To prevent a client program from never moving onto the next protein because it never beat the current smallest RMSD it had on file, have the client program "ping" the server ... hmmm ... once a week? Hmmm. Once every 100,000 folds? If once a week, when the client pings in, it would inform the server how many folds it has done since the last ping-in so that score could be added to the folder's stats and, saying there's any, then get the newest (updated) versions of itself (client program). If once every 100K folds, even less information would need to be given to the server thus less server time taken up and load stress on the server ... though it would still receive any updated versions of itself if there's any at that ping-in time. At these ping-ins, the server would ping back the current smallest RMSD score and, when it's getting close to being done with a protein, instruct the client program to ping back in a shorter time span (or fewer folds) so when roll-over occurs for the next protein, it isn't still working on the old one too long. Hmmm. Then again, to reduce down server traffic, perhaps the server should NOT instruct the client to ping-in in a shorter time (or fewer folds) when the current protein worked on is nearing its folds goal. The logic being that there really wouldn't be any harm in letting the client continue on since there's a chance it might just come up with a still smaller RMSD structure (which would be great if it did), the volunteer will still get credit for folds done (even though they've exceeded that protein's fold goal), and no special pinging instructions would need to be written up for the server and client to shorten the client's ping-ins at some point ... as well as less of a flood of client programs pinging in to get the next protein to be worked on.
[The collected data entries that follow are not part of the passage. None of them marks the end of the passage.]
PR #1834, opened 2025-06-17
S2 Sink Docs

thisisgoldman:


docs/how-to/stream-postgres-to-s2.mdx
```diff
@@ -0,0 +1,128 @@
...
+
+```bash
+# Configure the CLI with your access token
+s2 config set --access-token <your-access-token>
+
+# Create a basin
+s2 create-basin my-basin
+
+# Create a stream called `products` inside that basin
+s2 create-stream s2://my-basin/products
```
davoclavo, line 50: not critical, but perhaps we could mention that users can create a basin with the `create_stream_on_append` if they want an simpler setup

https://s2.dev/docs/rest/basins/create#body-config-create-stream-on-append

shikhar: Great idea! Including the CLI flag it'd be `s2 create-basin my-basin --create-stream-on-append`

docs/how-to/stream-postgres-to-s2.mdx
```diff
@@ -0,0 +1,128 @@
...
+## Verify & debug
+
+To verify that your S2 sink is working:
+
+1. Make a change in your source table.
+2. Confirm that the **Messages** count for your sink increases in the Sequin console, and observe the new message in the **Messages** tab.
+3. Use the S2 CLI to read from the stream and confirm events arrive:
+
+   ```bash
+   s2 read s2://my-basin/products
```
shikhar: `read` defaults to starting at the tail of the stream, maybe `s2 tail -f s2://my-basin/products` here (which has the regular `tail -f` semantics of also displaying last 10 records and then starting to follow)

docs/reference/sinks/s2.mdx
```diff
@@ -0,0 +1,77 @@
+---
```
shikhar, line 1: Re: the max payload size mentions, the limit is 1 MiB per append

shikhar (approved):
Looks great @thisisgoldman, thank you

docs/how-to/stream-postgres-to-s2.mdx
thisisgoldman: Great suggestion! Adding now

PR #1844, opened 2025-06-18
💄 Surface better error when a publication is in an invalid state

acco:


acco:
* **#1844** <a href="https://app.graphite.dev/github/pr/sequinstream/sequin/1844?utm_source=stack-comment-icon" target="_blank">Graphite</a> 👈 <a href="https://app.graphite.dev/github/pr/sequinstream/sequin/1844?utm_source=stack-comment-view-in-graphite" target="_blank">(View in Graphite)</a>
* `main`


<h2></h2>

docs/reference/databases.mdx
```diff
@@ -269,6 +269,34 @@ For Postgres 12 and 13, we do not support backfills, which rely heavily on the `
...
 
+## Known issues
+
+### Publication not recognized by replication slot
+
+When a publication is created *after* the replication slot, Postgres may report that the publication does not exist. Sequin will surface this as an “Issue with publication” health check.
+
+This is a [known Postgres issue](https://www.postgresql.org/message-id/18683-a98f79c0673be358%40postgresql.org).
+
+**Fix**: drop and re-create the replication slot *after* the publication exists:
```
RTLS, line 277: If you want to prevent missing any changes, you should create a new slot, move Sequin to the new slot, then drop the old slot.

lib/sequin/string.ex
```diff
@@ -119,4 +119,10 @@ defmodule Sequin.String do
   def format_bytes(bytes) when bytes < 1024 * 1024, do: "#{Float.round(bytes / 1024, 2)} KB"
   def format_bytes(bytes) when bytes < 1024 * 1024 * 1024, do: "#{Float.round(bytes / 1024 / 1024, 2)} MB"
   def format_bytes(bytes) when bytes < 1024 * 1024 * 1024 * 1024, do: "#{Float.round(bytes / 1024 / 1024 / 1024, 2)} GB"
+
+  def to_existing_atom_safe(string) do
+    String.to_existing_atom(string)
+  rescue
+    _ -> string
+  end
```
RTLS: should this return a status tuple? I feel like this will lead to raises later due to an expected string

RTLS (approved):
Nice

lib/sequin/string.ex
acco: Good point, will change!

docs/reference/databases.mdx
acco: @RTLS The old slot will contain changes that the new slot will not when you create it :( so data loss feels certain. It's a big bummer, as dropping a publication feels non-deleterious, but it can be problematic.

Interestingly, by happenstance, it *might* work as when we connect to the new slot we might send back an old LSN first (cached) and possibly traverse backward - but this would be basically unsupported behavior. We might consider ways to make this operation "first class"

PR #1855, opened 2025-06-20
Add WalSenderMonitor

acco:


lib/sequin/runtime/wal_sender_monitor.ex
```diff
@@ -0,0 +1,120 @@
...
+    Enum.each(previous_states, fn {database_id, prev_wait_event_type, prev_wait_event} ->
+      Gauge.set(
+        [name: @gauge_name, labels: [database_id, prev_wait_event_type, prev_wait_event]],
+        0
+      )
+    end)
+
+    # Set current state to 1
+    Gauge.set(
+      [name: @gauge_name, labels: [db.id, wait_event_type, wait_event]],
```
RTLS, line 111: Did you choose gauge to power a graph? Curious if you considered just logging the query results

lib/sequin/runtime/wal_sender_monitor.ex
```diff
@@ -0,0 +1,120 @@
+defmodule Sequin.Runtime.WalSenderMonitor do
+  @moduledoc false
+  use GenServer, restart: :temporary
```
RTLS, line 3: should we rescue the query so this process is less likely to die and not be restarted?

PR #1864, opened 2025-06-25
✨ Add `metadata.database` object to all messages

acco:


lib/sequin/consumers/consumer_event_data.ex
```diff
@@ -42,6 +42,16 @@ defmodule Sequin.Consumers.ConsumerEventData do
         field :name, :string
         field :annotations, :map
       end
+
+      embeds_one :database, Database, primary_key: false, on_replace: :update do
```
RTLS, line 46: we are not adding this to `ConsumerRecordData` as well?

lib/sequin/consumers/path_function.ex
```diff
@@ -52,6 +52,7 @@ defmodule Sequin.Consumers.PathFunction do
   defp traverse_path(%ConsumerEventData.Metadata{} = data, keys), do: mapify_struct_and_traverse(data, keys)
   defp traverse_path(%ConsumerRecordData.Metadata{} = data, keys), do: mapify_struct_and_traverse(data, keys)
   defp traverse_path(%ConsumerEventData.Metadata.Sink{} = data, keys), do: mapify_struct_and_traverse(data, keys)
+  defp traverse_path(%ConsumerEventData.Metadata.Database{} = data, keys), do: mapify_struct_and_traverse(data, keys)
```
RTLS, line 55: good catch 😅

PR #1902, opened 2025-07-02
✨ AWS SNS Routing

davoclavo:


ADD-SINK-ROUTING.md
```diff
@@ -105,4 +107,17 @@ See `assets/svelte/sinks/gcp_pubsub/GcpPubsubSinkCard.svelte` for an example.
...
 
-Update the reference for the docs to discuss routable fields, ie. `docs/reference/sinks/kafka.mdx`
\ No newline at end of file
+Update the reference for the docs to discuss routable fields, ie. `docs/reference/sinks/kafka.mdx`
+
+### [Backend] Improve Test Connection methods
+
+For sinks that support dynamic routing, improve the testing mechanism so we test credentials or permissions without requiring specific resource access. This is needed because dynamic routing may not have specific topics/queues configured at setup time.
+
+Example: `test_credentials_and_permissions/1` in `lib/sequin/aws/sns.ex`
```
RTLS, line 116: great!

assets/svelte/functions/Edit.svelte
```diff
@@ -853,6 +854,34 @@ Please help me create or modify the Elixir function transform to achieve the des
                     value="nats"
                     label={sinkTypeInternalToExternal.nats}
                   />
+                  <SelectItem
```
RTLS: as noted in discord, we can remove these additions

lib/sequin/runtime/routing/consumers/sns.ex
```diff
@@ -0,0 +1,38 @@
...
+    |> validate_required([:topic_arn])
+    |> validate_length(:topic_arn, min: 1, max: 2000)
+    |> validate_format(:topic_arn, SnsSink.sns_arn_regex(),
+      message: "must be a valid AWS SNS Topic ARN (arn:aws:sns:<region>:<account-id>:<topic-name>)"
+    )
+  end
+
+  def route(_action, _record, _changes, _metadata) do
+    %{
+      topic_arn: nil
```
RTLS, line 29: probably smart to start with nil here 🤔 I did not do this for several of the sinks I added routing for, but I will revist. I think it's best to be clear that this is not set with a system default

lib/sequin/runtime/sns_pipeline.ex
```diff
@@ -27,21 +28,37 @@ defmodule Sequin.Runtime.SnsPipeline do
...
     %{
-      consumer: %SinkConsumer{sink: sink} = consumer,
+      consumer: %SinkConsumer{} = consumer,
       sns_client: sns_client,
       test_pid: test_pid
     } = context
 
     setup_allowances(test_pid)
 
+    routed_messages = Routing.route_and_transform_messages(consumer, messages)
```
RTLS: this will run the user's routing function twice, correct? so we will show `Execution routing function` twice in the Trace tab, for instance.

I think this is fine because it's so cheap to run.

But we can consider only running this in `handle_message` and re-using the result here

lib/sequin/runtime/sns_pipeline.ex
```diff
@@ -50,16 +67,25 @@ defmodule Sequin.Runtime.SnsPipeline do
...
+         transformed_message: transformed_message
+       }) do
+    consumer_data = original_message.data
+
     message = %{
-      message: Sequin.Transforms.Message.to_external(consumer, record_or_event),
-      message_deduplication_id: record_or_event.data.metadata.idempotency_key,
+      message: transformed_message,
+      message_deduplication_id: consumer_data.data.metadata.idempotency_key,
       message_id: UUID.uuid4()
```
RTLS, line 76: so `message_deduplication_id` and `message_id` are not routable but they are included in the routing struct for SNS. We should remove them from the struct presumably?

lib/sequin_web/live/components/consumer_form.ex
```diff
@@ -366,9 +367,24 @@ defmodule SequinWeb.Components.ConsumerForm do
...
+
+        :static ->
+          # Static routing mode - test specific topic access
+          case SNS.topic_meta(client, sink.topic_arn) do
+            :ok -> :ok
+            {:error, error} -> {:error, Exception.message(error)}
+          end
+
+        _ ->
+          {:error, "Invalid routing mode"}
```
RTLS, line 387: 👍

lib/sequin_web/live/components/consumer_form.ex
```diff
@@ -709,17 +725,21 @@ defmodule SequinWeb.Components.ConsumerForm do
       "queue_url" => sink["queue_url"],
       "region" => region,
       "access_key_id" => sink["access_key_id"],
-      "secret_access_key" => sink["secret_access_key"]
+      "secret_access_key" => sink["secret_access_key"],
+      "routing_mode" => sink["routing_mode"]
```
RTLS: these are required to render the consumer form correctly on edit?

thank you I must have missed these 🙏

RTLS (approved):
I don't see edits to the SNS pipeline test but it's probably worth adding a test with routing functions to verify all the new behavior!

lib/sequin/runtime/sns_pipeline.ex
davoclavo: correct - good point, I can adjust this so it only runs once and use it as the batch key, we just have to be careful if we end up adding more fields to the routing struct, that could cause the batching mechanism to change (perhaps that's what we want, I am unsure at the moment)

lib/sequin/runtime/sns_pipeline.ex
davoclavo: thanks, good catch, I added them initially but then removed them so probably forgot to delete them in the routing struct

lib/sequin_web/live/components/consumer_form.ex
davoclavo: let me confirm that

davoclavo: good catch, we don't need to encode it per sink, as it is done at an upper layer:

https://github.com/sequinstream/sequin/blob/main/lib/sequin_web/live/components/consumer_form.ex#L920

lib/sequin/runtime/sns_pipeline.ex
RTLS: yeah this is why I think the routing behaviour needs a callback to specify which keys should be included in the routable batch keys

davoclavo: cool, good idea.

I fixed this for now so it only runs once per message

PR #1904, opened 2025-07-02
Acco/07 01 bug slot producer use last dispatched wal cursor always flush after producing

acco:


lib/sequin/runtime/slot_producer/slot_producer.ex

If the above were done, DF webmaster should probably then replace "Best structures generated to date" roster with "Milestones in structure creation" (MISC). MISC would chronicle each folder that beat the then-current smallest RMSD structure. MISC would give not only the folder's name, organization name, team name, and "Best RMS in A" score, but also the date when they achieved it. The first score on this milestone chart could be a sort of "Dr. Hogue's RMSD Challenge" which would be what the client programs would have on file that would come with each new protein to be worked on and needed to be beat before reporting in a structure.
Now I could see what might kill the above idea is if the RMSD scoring program is a big program that would take up too much space on people's computers. If it isn't, I don't see any other problem with the above idea. Or am I missing something ... again?